== Aim of the task ==
From the line that has "PR looks good" down to the final line of the listing below, transcribe every line exactly, and only those.

== Information provided ==
PR #319, opened 2021-12-08
EVA-2684 - Fix/merge split handling idempotency

sundarvenkata-EBI:


eva-accession-clustering/src/main/java/uk/ac/ebi/eva/accession/clustering/batch/io/RSSplitWriter.java
```diff
@@ -140,6 +147,9 @@ private void issueNewRSForHashes(List<String> hashesThatShouldGetNewRS,
                 submittedVariantInactiveEntities
                 .stream()
                 .map(SubmittedVariantInactiveEntity::toSubmittedVariantEntity)
+                // If the split was processed multiple times due to multiple runs of the clustering pipeline
+                // ensure that the SS was not already assigned a new RS
+                .filter(ss -> !this.doesSSAlreadyHaveANewRS(ss))
```
tcezard, line 170: I'm still a bit confuse as to how this scenario would occur. 
If I run the Split detection multiple times we would only record this event once since it is now idempotent.
If I run the Split resolution multiple times the candidate would have been deleted from the operations so will not be processed multiple times.

I guess there might be a possibility that the candidate be processed and not deleted if there is a crash between the two operation but that seems unlikely.

apriltuesday: If I understand correctly, the deletion of candidates happens in a [separate step](https://github.com/EBIvariation/eva-accession/blob/016120895efe60fb0a8c25e50a6c4c1ed8a74091/eva-accession-clustering/src/main/java/uk/ac/ebi/eva/accession/clustering/configuration/batch/jobs/ClusterUnclusteredVariantsJobConfiguration.java#L43), so a crash anytime during the split processing step could cause split candidates to be re-processed when the job is rerun.  So maybe your latter scenario isn't so unlikely.

apriltuesday (commented):
Mostly questions from me, otherwise this looks good!

eva-accession-clustering/src/main/java/uk/ac/ebi/eva/accession/clustering/batch/io/RSSplitWriter.java
tcezard: I see.
Maybe we should put the deletion of candidate in the same step to make it more robust.

andresfsilva: I am not sure what the reason was to not delete the candidates immediately after processing/resolving them. Maybe something regarding multi-merges/splits or some other complex scenarios. I think we can move with the current implementation (having the deletion in a subsequent step)

andresfsilva (approved):
PR looks good to me. There are maybe improvements that could be made regarding how we are dealing with split/merge candidates in subsequent tickets

eva-accession-clustering/src/main/java/uk/ac/ebi/eva/accession/clustering/batch/io/RSSplitWriter.java
sundarvenkata-EBI: If candidates are deleted while there is an active cursor iterating through those candidates in the candidate processing step (sort of "pulling the rug from underneath" the cursor), it can (and did) lead to undefined results. Hence the separation was done.

tcezard: This makes sense but we could still imagine marking these candidate for deletion instead of deleting them. This would ensure that they are treated in a more atomic fashion.
We can do that in a subsequent improvement.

== Output of the task ==
PR looks good to me. There are maybe improvements that could be made regarding how we are dealing with split/merge candidates in subsequent tickets

eva-accession-clustering/src/main/java/uk/ac/ebi/eva/accession/clustering/batch/io/RSSplitWriter.java
sundarvenkata-EBI: If candidates are deleted while there is an active cursor iterating through those candidates in the candidate processing step (sort of "pulling the rug from underneath" the cursor), it can (and did) lead to undefined results. Hence the separation was done.

tcezard: This makes sense but we could still imagine marking these candidate for deletion instead of deleting them. This would ensure that they are treated in a more atomic fashion.
We can do that in a subsequent improvement.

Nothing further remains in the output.